In Afghanistan and then Iraq we invested tremendous human and economic resources.  We may in the long run succeed in giving Iraq the opportunity to create a functioning democracy, but the cost was high.

In Afghanistan, it is still not clear that a positive outcome can be achieved, although the committment of sufficient resources may also bring results that were not possible previously.

During President Ronald Reagan’s eight years in office, he responded to various threats without engaging in a substantial ground war.  When he chose to react with force to Libyan terrorism, he bombed Moamar Gadaffi’s compound.  Gadaffi survived, although immediate family members were killed in the attack.  One military act, with small risk to our forces and cost to our economy, backed up by economic sanctions.  We did not attempt to replace a regime or transform a society.

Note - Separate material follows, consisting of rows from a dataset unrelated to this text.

PR #3627, opened 2024-08-15
Disable Nightscout upload back to data source

Navid200:
Consider xDrip used as a Nightscout follower.
If the user accidentally sets up xDrip to upload to the same Nightscout site, xDrip will accept.
The only reason this does not cause a disaster is that Mongo fortunately issues a non-destructive error message.  
But, the upload is a waste of bandwidth.  This PR disables Nightscout upload in that scenario.  

The log that is issued is shown in the following image at the top.  
Screenshot_20240814-204811

### DIFF
--- a/app/src/main/java/com/eveningoutpost/dexdrip/utilitymodels/Constants.java
+++ b/app/src/main/java/com/eveningoutpost/dexdrip/utilitymodels/Constants.java
@@ -61,6 +61,7 @@ public class Constants {
     public static final int ZXING_CAM_REQ_CODE = 49374;
     public static final int ZXING_FILE_REQ_CODE = 49375; // This is created by just incrementing the existing camera scan code from the zxing package
     public static final int SENSORY_EXPIRY_NOTIFICATION_ID = 2003;
+    public static final int DISABLED_NS_UPLOAD_NOTIFICATION_ID = 2004;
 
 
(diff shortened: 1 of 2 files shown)


Navid200:
I'm sorry for the auto format.  The indentations were so confusing!  

I have added a notification so that this cannot happen without the user knowing.
This is what the notifiacation looks like:
Screenshot_20240815-082334 Screenshot_20240815-082407 
Screenshot_20240815-082502

Navid200:
This is really all of the change to NightscoutUploader other than the two imports:
Screenshot 2024-08-15 084037

Navid200:
If someone wants to upload treatments to Nightscout both from the master and follower, this may be the only way.  
I have to do some tests on this.  So, I may have overlooked that scenario.

Navid200:
Even though this is good for not allowing a user to unintentionally upload to a Nightscout host that they are downloading from, it would disable a required feature.

A Nightscout follower cannot upload treatments.  The only way to do that is to set up xDrip to also be an uploader.  
Since Mongodb tolerates collisions (overwrites), this is not an issue.  
I wish there was an easy way to avoid uploading the redundant readings in this case.  But, other than adding the ability to upload treatments to Nightscout follower, I don't see how.

So, I am closing this.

Since then, Gadaffi has renounced terrorism and sought to comply with international norms. Gradually, sanctions have been removed and Libya has begun its return to the community of nations.

President Reagan did commit tremendous national resources to oppose the Soviet Union, the major Cold War threat.  But despite “Star Wars’” failings, the U.S. investment in missile-shield technology fostered American economic and technological superiority, which ultimately forced the Soviet Union to change.  Not all former soviet states are success stories today, but many are, and the 30-year threat of nuclear war subsided.

Since 9/11, the loudest complaints about our use of force have been over justification for our invasion of Iraq.  Those who believe that military action wasappropriate focus on security to be gained from defeating the enemy and establishing stable government.  What about the security to be lost, if we demonstrate that we are unable to accomplish our mission or unwilling to face new threats (Iranian and North Korean nuclear programs), because we have already given too much?

Our military proves itself every day in discipline, bravery, organization and tactics.  But do our political leaders have the strategic wisdom to use force so that we achieve the most for the least expenditure of precious resources?